How to complete this task.
Look through the data below. Show each line where the string "error" occurs.
──────── Exercise inputs ────────
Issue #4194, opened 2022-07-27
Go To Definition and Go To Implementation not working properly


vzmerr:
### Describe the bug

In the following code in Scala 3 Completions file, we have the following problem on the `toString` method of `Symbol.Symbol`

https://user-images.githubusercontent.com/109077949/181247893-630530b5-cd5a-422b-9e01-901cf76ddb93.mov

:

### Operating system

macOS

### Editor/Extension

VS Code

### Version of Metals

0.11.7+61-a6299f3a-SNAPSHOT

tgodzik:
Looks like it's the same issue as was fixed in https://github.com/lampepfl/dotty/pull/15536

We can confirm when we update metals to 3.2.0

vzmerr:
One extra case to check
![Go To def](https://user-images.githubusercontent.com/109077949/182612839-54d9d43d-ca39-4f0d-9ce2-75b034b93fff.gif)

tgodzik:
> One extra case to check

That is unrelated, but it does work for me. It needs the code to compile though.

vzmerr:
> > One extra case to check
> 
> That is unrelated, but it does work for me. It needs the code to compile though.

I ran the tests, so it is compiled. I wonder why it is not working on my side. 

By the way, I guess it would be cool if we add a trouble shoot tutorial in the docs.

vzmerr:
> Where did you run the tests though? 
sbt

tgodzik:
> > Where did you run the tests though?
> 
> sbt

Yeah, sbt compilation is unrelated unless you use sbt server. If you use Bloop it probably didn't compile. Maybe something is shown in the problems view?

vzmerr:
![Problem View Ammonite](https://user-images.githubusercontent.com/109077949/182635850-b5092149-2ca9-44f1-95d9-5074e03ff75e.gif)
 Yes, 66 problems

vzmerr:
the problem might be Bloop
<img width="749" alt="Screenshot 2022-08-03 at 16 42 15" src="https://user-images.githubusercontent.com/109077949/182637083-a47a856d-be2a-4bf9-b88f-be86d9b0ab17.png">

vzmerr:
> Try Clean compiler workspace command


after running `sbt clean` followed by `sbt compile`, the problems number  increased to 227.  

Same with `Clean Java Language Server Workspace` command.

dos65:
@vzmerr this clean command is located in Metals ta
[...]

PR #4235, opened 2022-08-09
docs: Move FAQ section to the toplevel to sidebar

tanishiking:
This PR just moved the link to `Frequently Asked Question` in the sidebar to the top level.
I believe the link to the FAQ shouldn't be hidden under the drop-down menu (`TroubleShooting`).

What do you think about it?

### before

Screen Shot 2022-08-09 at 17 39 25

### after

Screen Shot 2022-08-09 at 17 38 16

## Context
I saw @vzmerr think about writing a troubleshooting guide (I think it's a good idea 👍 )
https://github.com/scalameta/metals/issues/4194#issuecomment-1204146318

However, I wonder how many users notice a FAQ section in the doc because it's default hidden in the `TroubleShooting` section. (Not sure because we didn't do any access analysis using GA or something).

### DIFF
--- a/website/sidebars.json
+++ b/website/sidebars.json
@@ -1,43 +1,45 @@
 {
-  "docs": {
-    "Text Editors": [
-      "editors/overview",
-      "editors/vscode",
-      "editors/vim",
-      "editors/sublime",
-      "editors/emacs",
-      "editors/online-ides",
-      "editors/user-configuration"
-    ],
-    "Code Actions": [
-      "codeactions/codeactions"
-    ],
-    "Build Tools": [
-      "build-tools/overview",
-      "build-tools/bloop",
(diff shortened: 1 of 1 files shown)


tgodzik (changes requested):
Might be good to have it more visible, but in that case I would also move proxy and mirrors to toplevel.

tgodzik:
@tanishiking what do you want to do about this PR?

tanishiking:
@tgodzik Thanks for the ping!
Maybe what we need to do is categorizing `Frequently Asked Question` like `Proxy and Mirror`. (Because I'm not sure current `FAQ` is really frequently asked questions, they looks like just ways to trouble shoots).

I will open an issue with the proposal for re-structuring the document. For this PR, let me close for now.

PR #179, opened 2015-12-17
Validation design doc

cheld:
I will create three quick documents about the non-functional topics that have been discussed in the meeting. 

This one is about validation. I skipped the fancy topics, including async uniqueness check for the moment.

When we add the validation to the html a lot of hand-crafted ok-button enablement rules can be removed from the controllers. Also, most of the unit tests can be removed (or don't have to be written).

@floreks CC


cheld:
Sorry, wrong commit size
────────
──────── Exercise inputs ────────
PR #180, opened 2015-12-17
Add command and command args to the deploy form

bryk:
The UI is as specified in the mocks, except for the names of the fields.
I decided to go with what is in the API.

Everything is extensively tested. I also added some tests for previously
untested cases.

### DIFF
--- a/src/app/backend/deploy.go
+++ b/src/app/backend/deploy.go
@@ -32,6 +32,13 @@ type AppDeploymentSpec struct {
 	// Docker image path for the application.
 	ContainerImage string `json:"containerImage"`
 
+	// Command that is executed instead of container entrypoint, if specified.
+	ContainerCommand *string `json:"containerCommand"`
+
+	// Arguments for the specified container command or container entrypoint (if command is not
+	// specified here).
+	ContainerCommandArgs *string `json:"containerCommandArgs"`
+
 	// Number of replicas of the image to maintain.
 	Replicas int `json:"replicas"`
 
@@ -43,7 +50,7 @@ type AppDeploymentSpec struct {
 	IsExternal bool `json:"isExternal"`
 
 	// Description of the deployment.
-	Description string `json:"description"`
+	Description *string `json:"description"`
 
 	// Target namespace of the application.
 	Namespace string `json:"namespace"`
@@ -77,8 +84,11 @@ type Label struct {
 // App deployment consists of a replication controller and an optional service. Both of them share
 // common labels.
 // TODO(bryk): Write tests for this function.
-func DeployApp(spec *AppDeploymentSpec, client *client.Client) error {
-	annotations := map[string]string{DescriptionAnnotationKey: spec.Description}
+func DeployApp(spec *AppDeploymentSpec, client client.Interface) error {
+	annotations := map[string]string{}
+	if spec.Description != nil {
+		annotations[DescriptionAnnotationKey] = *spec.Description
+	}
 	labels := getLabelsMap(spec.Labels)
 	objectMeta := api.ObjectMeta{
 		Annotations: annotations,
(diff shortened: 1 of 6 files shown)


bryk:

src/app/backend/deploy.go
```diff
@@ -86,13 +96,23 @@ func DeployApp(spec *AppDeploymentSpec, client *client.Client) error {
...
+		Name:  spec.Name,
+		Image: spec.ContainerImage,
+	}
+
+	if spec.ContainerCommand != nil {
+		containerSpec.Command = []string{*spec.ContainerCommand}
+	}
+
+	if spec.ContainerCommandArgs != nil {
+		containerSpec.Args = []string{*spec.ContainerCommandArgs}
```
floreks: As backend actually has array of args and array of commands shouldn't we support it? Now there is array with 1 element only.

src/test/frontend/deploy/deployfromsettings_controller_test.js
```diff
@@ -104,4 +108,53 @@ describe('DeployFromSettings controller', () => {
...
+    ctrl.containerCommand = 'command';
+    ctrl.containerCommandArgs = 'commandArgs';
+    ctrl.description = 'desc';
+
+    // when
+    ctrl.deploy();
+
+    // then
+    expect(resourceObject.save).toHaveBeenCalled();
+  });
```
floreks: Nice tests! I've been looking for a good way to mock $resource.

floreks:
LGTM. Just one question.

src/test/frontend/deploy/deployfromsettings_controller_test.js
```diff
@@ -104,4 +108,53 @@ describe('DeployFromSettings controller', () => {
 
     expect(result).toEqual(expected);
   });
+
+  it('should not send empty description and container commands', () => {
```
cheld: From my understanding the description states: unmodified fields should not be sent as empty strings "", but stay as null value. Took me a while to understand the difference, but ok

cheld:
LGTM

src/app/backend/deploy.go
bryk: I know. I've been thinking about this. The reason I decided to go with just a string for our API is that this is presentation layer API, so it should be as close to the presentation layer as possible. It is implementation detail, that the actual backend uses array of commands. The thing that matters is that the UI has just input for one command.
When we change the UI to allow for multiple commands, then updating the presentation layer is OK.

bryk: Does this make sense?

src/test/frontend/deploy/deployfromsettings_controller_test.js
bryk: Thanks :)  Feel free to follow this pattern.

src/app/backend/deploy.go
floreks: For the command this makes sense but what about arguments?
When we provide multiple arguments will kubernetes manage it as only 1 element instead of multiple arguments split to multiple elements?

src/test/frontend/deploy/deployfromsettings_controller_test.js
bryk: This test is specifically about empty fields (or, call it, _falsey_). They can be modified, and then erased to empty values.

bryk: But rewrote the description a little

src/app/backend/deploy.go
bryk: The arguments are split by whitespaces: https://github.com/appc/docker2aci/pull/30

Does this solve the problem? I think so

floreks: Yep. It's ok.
────────
Result of the task.
-func DeployApp(spec *AppDeploymentSpec, client *client.Client) error {
+func DeployApp(spec *AppDeploymentSpec, client client.Interface) error {
@@ -86,13 +96,23 @@ func DeployApp(spec *AppDeploymentSpec, client *client.Client) error {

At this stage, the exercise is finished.